—Leire fue la primera en disparar —repite Héctor, y se hace el silencio.
La historia ha terminado y él nota que parte de la tensión que le atenazaba se esfuma a través de esa última frase. Aun así, vuelve a ver la escena en su cabeza. Su grito. La detonación inesperada. El cuerpo de Savall desplomándose tras el impacto. La sangre. Intenta alejar las imágenes, rememorar la escena exacta sólo puede causarle problemas. Es mejor no desviarse del relato fabricado, casi cierto. Las cosas podrían haber ocurrido así.
—La agente Castro ha declarado que encontró la pistola en el estudio de su ex esposa. Y que, cuando vio que Savall le amenazaba, decidió intervenir.
—Exactamente.
—¿Cree que el comisario hubiera disparado contra usted? ¿O contra la agente Castro?
—Estaba desquiciado. Llevaba un rato blandiendo la pistola y yo… —Le avergüenza confesar su debilidad—. Un momento antes de la aparición de Leire estuve convencido de que el comisario iba a matarme, sí.
Su interrogador saca la pistola, debidamente precintada, y comenta:
—En la pistola se encontraron otras huellas, además de las de la agente Castro.
—Supongo que el arma ha pasado por un montón de manos.
El otro asiente y, durante unos segundos, se queda pensativo.
—Hay algo que no llego a entender en esta historia. Hemos investigado la muerte de Juan Antonio López. En su día ya se sospechó del accidente, aunque no pudo probarse nada. Y, como sabe, hemos encontrado los restos de su ex esposa, Ruth Valldaura, enterrados en los alrededores de la casita que el comisario tenía en Tiana.
—Sí. —Lo dice con firmeza para deshacer el nudo que se le ha formado en la garganta.
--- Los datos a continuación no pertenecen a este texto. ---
PR #29996, opened 2024-10-19
Fixes item description and unit price of Billing Breakdown

ecktoteckto:
Fixes the Billing Breakdown regarding item description and unit price.

**Item description:** for "Log Drain", "Auth MFA Phone" and "Auth MFA WebAuthn" the "(Hours)" was missing
**Unit price:** was not shown for items without project breakdown

**Side note regarding formatting:** Now that the unit price description is also shown for items without a project breakdown we are running out of space for prices with Tiered Pricing (e.g. Auth MFA Phone) with ugly word wrapping in column "Item". I played around with abbreviations (e.g. "hr" instead of "hour", "$0.1027/hr" instead of "$0.1027 per hour) but that didn'f feel great. So I limited the max width of the column "Unit price". It's a bit dense but at least complete and understandable.

Screenshot 2024-10-19 at 19 17 43


kevcodez (approved):
Checked staging, nothing broke, but given usage pipeline on staging is not working, will merge and double-check on prod

PR #30022, opened 2024-10-22
Update auth hooks to allow selection of fns that return void

joshenlim:
As per PR title, cc @J0 - we should be able to use a DB function that returns void specifically for the send email hook only


J0 (approved):

alaister (approved):
LGTM!

- Tested on preview

PR #30024, opened 2024-10-22
fix: allow developer role to update buckets

alaister:

Bug fix

`PermissionAction.STORAGE_ADMIN_WRITE` is used.

## What is the new behavior?

Use `PermissionAction.STORAGE_WRITE` instead.


joshenlim (approved):
LGTM! Tested the changes locally earlier can verify that developer role can update and create buckets now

—Dada la confesión del comisario Savall, oída por usted y por la agente Castro, podemos afirmar que él fue el responsable de ambas muertes. Sin embargo —se detiene y Héctor presiente lo que va a decir a continuación—, si el doctor Omar deseaba vengarse de usted escogió un modo muy complicado para hacerlo. Las cosas podrían haber salido de manera totalmente distinta.
Sí. Héctor lo ha pensado mil veces. Su mente ha recorrido un montón de escenarios diferentes, aunque está seguro de que Omar había previsto que el temperamental inspector Salgado se dejaría llevar por la ira y mataría al asesino de Ruth con sus propias manos. En eso, al menos, había fallado.
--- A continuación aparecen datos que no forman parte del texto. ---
PR #30041, opened 2024-10-22
fix: Optimize json data when including it in the www nav

ivasilov:
This PR adds a new script to the `www` app which reads the blog posts data and picks fields from it which are to be used in the top nav. This avoids bundling all blog posts (including content) into the nav on every single page.


fsansalvadore (approved):
Nice, the preview looks all good 👍

PR #30053, opened 2024-10-23
fix: avatar url startsWith error

alaister:

Bug fix

Sometimes `x.startsWith is not a function` errors due to users being able to put anything in these fields

## What is the new behavior?

Only check startsWith on strings


joshenlim (approved):
LGTM - i'm not sure how to repro this issue on the preview, but i forced a repro locally, seem okay!

PR #30055, opened 2024-10-23
Chore/minor fix scratch pad

joshenlim:
- Tiny padding fix to ensure header for scratch pad matches height of assistant header
- Only allow opening scratch pad if feature preview is enabled


alaister (approved):
LGTM!

- Tested on preview

PR #30071, opened 2024-10-24
fix log drain permissions

jordienr:


joshenlim (approved):
LGTM - this looks right, settings -> should use ADMIN_WRITE (similar to storage)

PR #30079, opened 2024-10-24
chore: increase react-query staleTime on some queries

alaister:

A few queries are always stale causing lots of excess fetching for little benefit since we manually invalidate when things change. We also offer refresh buttons on most data views in the dashboard.

## What is the new behavior?

Most queries now follow the same rule:
`react-queries are revalidated at most once every 5 minutes or when manually invalidated`


alaister:
Superseded by #30437

PR #30080, opened 2024-10-24
Loki log drain update & ui fix

jordienr:
- truncate log drains table text
- add username and password inputs for loki log drains


joshenlim (approved):
LGTM! Tested on preview creating a log drain with username and password + stress test truncation. Just added a title prop so users can hover over and read the whole text if truncated

PR #30088, opened 2024-10-25
Ensure commands only show up if assistant is enabled

joshenlim:


alaister (approved):
LGTM!

- Tested on preview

—Supongo que Omar disponía de planes alternativos. Quizá pensara ocuparse de la muerte de Ruth por otros medios. O de la mía. ¿Quién sabe? Lo cierto es que murió poco después, así que no podemos saber cuáles habrían sido sus pasos si el comisario no se hubiera llevado a Ruth. En cualquier caso, me alegro de que no haya podido disfrutar de todo el mal que ha causado. Creo que es mi único consuelo.
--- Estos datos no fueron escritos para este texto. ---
PR #30095, opened 2024-10-25
Fix foreign key mgt table editor open in new tab

joshenlim:
For example: clicking on `auth.users` here will open the `auth.users` table in the table editor,  but if you're midway editing the table (e.g adding a new foreign key) the panel closes and you lose your progress
image

Change here ensures that the button opens the referenced table in a new tab (understandably you just want to see the table, you don't necessarily want to switch context entirely)

### DIFF
--- a/apps/studio/components/interfaces/TableGridEditor/SidePanelEditor/TableEditor/ForeignKeysManagement/ForeignKeyRow.tsx
+++ b/apps/studio/components/interfaces/TableGridEditor/SidePanelEditor/TableEditor/ForeignKeysManagement/ForeignKeyRow.tsx
@@ -78,9 +78,10 @@ export const ForeignKeyRow = ({
               }
             >
               <EditorTablePageLink
+                target="_blank"
+                rel="norefererer"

—Entiendo. ¿Se ha parado a pensar que Omar debía de tener un cómplice? Alguien que envió la carta a ese hombre, Collado.
—Por supuesto. Aunque pudo ser cualquiera de sus clientes, o pacientes. Estoy seguro de que él pensaba marcharse. No se habría arriesgado a quedarse por aquí si le ocurría algo a Ruth. Así que debió de dejar ese encargo a alguien. Si a Ruth no le hubiera sucedido nada, esa carta no habría tenido valor alguno.
—Pese a todo, ¿no cree que se trata de una venganza muy retorcida? Maquiavélica, diría yo.
—¿Sabe una cosa? Llevo un año pensando en ello, intentando esclarecer la desaparición… la muerte de Ruth. No quiero darle la satisfacción de seguir obsesionado con ello o ese tipo habrá ganado desde su maldita tumba. Ruth murió a manos del comisario Savall; su cuerpo descansa ahora en paz. No puedo permitirme el lujo de seguir dándole vueltas a esa historia. La vida debe continuar, para mí y para mi hijo.
—¿Cómo está su hijo? —Por primera vez Héctor percibe una nota de sincero interés en el otro. Y en este mismo instante sabe que ha ganado.
—Bien. Ha estado en casa de sus abuelos maternos durante unos días y le envié a Buenos Aires después del entierro de Ruth. Mi hermano vive allí y yo me reuniré con ellos en cuanto termine todo esto. —Sonríe—. En cuanto ustedes me dejen. Los dos necesitamos pasar un tiempo lejos de aquí.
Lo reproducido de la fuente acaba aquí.